START Materials provided
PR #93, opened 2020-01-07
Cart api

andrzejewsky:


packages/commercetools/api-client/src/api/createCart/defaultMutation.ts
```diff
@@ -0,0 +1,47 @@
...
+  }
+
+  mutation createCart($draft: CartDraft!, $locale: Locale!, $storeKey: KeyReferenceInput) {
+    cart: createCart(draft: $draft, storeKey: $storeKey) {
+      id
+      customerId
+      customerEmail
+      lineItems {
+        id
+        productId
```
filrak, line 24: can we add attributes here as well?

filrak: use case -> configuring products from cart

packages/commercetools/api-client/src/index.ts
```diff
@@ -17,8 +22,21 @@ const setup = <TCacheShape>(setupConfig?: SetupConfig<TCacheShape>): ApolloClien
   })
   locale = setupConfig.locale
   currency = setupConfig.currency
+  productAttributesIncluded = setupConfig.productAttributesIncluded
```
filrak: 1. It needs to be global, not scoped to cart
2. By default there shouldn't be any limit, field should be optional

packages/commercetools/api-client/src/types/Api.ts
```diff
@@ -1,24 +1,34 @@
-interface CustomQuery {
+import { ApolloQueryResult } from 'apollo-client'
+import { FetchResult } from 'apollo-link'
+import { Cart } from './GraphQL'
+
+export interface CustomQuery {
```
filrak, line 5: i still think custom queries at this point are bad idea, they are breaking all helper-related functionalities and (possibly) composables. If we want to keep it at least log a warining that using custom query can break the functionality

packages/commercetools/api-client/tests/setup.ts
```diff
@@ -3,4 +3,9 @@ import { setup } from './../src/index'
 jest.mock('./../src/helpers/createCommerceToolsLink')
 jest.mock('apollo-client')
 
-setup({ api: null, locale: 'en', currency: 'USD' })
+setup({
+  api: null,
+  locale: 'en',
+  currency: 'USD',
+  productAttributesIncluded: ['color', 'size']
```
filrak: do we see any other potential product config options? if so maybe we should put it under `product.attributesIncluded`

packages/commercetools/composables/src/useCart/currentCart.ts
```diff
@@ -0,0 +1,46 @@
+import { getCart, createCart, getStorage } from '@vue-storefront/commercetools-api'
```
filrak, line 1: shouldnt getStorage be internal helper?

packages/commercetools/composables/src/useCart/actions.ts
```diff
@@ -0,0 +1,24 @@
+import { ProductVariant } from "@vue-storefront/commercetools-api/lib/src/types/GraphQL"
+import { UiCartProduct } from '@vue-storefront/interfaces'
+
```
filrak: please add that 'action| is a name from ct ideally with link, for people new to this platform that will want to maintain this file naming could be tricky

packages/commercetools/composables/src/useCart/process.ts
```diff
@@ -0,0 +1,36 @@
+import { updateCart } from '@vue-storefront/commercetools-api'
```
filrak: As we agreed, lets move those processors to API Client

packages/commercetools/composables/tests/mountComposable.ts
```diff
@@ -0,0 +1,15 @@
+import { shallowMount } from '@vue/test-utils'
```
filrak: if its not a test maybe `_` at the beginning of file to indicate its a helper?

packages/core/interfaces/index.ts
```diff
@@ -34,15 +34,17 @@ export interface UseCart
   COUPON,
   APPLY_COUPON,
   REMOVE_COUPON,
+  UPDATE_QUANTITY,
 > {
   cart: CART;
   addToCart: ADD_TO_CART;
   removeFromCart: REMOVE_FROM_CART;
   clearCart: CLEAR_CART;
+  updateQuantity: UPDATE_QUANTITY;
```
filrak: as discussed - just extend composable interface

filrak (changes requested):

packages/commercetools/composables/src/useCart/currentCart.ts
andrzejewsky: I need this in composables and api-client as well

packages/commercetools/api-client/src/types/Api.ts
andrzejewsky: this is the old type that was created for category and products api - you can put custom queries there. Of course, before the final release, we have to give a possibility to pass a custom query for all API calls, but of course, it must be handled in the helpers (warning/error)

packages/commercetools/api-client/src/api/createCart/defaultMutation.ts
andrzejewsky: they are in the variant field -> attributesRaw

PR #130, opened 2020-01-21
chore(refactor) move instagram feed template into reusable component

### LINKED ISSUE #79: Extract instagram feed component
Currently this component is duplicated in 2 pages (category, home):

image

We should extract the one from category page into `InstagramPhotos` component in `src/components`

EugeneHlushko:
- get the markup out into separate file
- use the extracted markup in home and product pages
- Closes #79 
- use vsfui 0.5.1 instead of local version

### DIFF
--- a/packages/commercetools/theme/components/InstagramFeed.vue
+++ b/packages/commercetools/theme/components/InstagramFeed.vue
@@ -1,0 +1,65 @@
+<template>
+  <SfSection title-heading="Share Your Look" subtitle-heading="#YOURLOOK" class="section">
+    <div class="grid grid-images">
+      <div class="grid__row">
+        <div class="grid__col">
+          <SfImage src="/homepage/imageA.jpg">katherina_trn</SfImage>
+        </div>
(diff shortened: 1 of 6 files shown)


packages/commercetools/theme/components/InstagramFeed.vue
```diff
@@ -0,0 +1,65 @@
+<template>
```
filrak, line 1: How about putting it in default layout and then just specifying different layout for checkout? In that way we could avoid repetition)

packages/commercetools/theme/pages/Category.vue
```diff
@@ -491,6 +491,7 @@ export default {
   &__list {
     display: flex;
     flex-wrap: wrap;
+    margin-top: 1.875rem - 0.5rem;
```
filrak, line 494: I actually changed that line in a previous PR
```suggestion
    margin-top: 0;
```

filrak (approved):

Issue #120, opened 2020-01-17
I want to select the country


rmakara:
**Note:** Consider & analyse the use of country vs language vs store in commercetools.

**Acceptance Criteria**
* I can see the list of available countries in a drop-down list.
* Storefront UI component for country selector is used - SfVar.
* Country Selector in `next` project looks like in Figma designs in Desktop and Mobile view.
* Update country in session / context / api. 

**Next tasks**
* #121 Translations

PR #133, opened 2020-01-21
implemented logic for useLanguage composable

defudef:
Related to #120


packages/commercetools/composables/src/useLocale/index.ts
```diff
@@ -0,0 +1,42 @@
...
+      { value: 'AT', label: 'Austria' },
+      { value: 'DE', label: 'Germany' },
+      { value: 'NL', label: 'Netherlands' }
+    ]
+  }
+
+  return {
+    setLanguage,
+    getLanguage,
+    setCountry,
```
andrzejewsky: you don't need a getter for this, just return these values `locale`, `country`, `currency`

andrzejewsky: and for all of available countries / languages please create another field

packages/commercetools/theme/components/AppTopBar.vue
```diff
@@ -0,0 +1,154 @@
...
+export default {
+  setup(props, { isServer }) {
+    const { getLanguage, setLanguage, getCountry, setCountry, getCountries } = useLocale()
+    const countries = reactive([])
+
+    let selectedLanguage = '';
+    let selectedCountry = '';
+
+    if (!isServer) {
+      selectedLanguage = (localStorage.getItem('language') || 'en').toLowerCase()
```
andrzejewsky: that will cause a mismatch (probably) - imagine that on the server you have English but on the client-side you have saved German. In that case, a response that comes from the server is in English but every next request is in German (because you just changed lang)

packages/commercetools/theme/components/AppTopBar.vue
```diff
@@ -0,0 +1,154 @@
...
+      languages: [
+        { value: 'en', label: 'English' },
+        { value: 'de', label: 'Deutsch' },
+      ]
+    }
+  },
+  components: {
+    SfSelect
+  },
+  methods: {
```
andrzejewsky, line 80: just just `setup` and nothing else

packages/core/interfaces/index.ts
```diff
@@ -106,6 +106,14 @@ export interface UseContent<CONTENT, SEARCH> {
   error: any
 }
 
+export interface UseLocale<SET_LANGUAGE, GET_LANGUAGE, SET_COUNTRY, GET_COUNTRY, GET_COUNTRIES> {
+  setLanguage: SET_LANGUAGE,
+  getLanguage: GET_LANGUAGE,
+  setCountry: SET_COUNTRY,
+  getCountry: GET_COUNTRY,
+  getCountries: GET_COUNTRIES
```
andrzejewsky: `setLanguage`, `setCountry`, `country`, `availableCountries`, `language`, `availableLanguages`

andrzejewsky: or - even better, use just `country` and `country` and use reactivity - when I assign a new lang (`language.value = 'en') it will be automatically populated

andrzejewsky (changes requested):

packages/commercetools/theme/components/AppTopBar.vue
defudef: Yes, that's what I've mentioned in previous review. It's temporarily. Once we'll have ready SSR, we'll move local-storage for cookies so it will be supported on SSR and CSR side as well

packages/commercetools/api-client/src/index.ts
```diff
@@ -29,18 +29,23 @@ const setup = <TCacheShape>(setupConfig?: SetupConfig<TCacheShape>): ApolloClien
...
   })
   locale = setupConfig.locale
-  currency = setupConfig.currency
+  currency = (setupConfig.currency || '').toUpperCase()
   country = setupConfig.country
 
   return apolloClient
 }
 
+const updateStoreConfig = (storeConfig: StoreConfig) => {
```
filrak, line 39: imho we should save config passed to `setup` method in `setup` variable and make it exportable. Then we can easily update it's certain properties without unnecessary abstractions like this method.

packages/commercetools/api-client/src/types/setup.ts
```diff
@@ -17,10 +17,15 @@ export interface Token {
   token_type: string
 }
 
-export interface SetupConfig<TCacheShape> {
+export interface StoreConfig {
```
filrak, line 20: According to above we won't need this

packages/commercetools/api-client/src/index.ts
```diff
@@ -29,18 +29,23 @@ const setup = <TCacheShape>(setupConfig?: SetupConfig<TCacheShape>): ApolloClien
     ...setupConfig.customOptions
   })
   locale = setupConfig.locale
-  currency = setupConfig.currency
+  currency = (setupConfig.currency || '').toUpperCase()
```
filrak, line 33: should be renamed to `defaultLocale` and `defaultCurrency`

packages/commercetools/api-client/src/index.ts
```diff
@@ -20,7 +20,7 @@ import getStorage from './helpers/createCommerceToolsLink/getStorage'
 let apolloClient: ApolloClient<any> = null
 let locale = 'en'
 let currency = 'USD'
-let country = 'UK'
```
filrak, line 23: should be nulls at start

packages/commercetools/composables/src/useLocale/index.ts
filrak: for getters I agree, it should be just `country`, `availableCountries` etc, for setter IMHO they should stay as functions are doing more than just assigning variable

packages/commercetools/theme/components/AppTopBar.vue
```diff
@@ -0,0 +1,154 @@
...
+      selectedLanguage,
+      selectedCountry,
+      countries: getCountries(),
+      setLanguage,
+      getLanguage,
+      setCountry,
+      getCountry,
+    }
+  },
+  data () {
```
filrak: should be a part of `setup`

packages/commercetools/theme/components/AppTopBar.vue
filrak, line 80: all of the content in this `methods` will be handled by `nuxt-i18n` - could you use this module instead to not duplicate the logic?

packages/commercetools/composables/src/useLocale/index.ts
END Materials provided
- Your assignment -
What lines in the data hold the word "margin"? Return them.

- Solution to this exercise -
+    margin-top: 1.875rem - 0.5rem;
    margin-top: 0;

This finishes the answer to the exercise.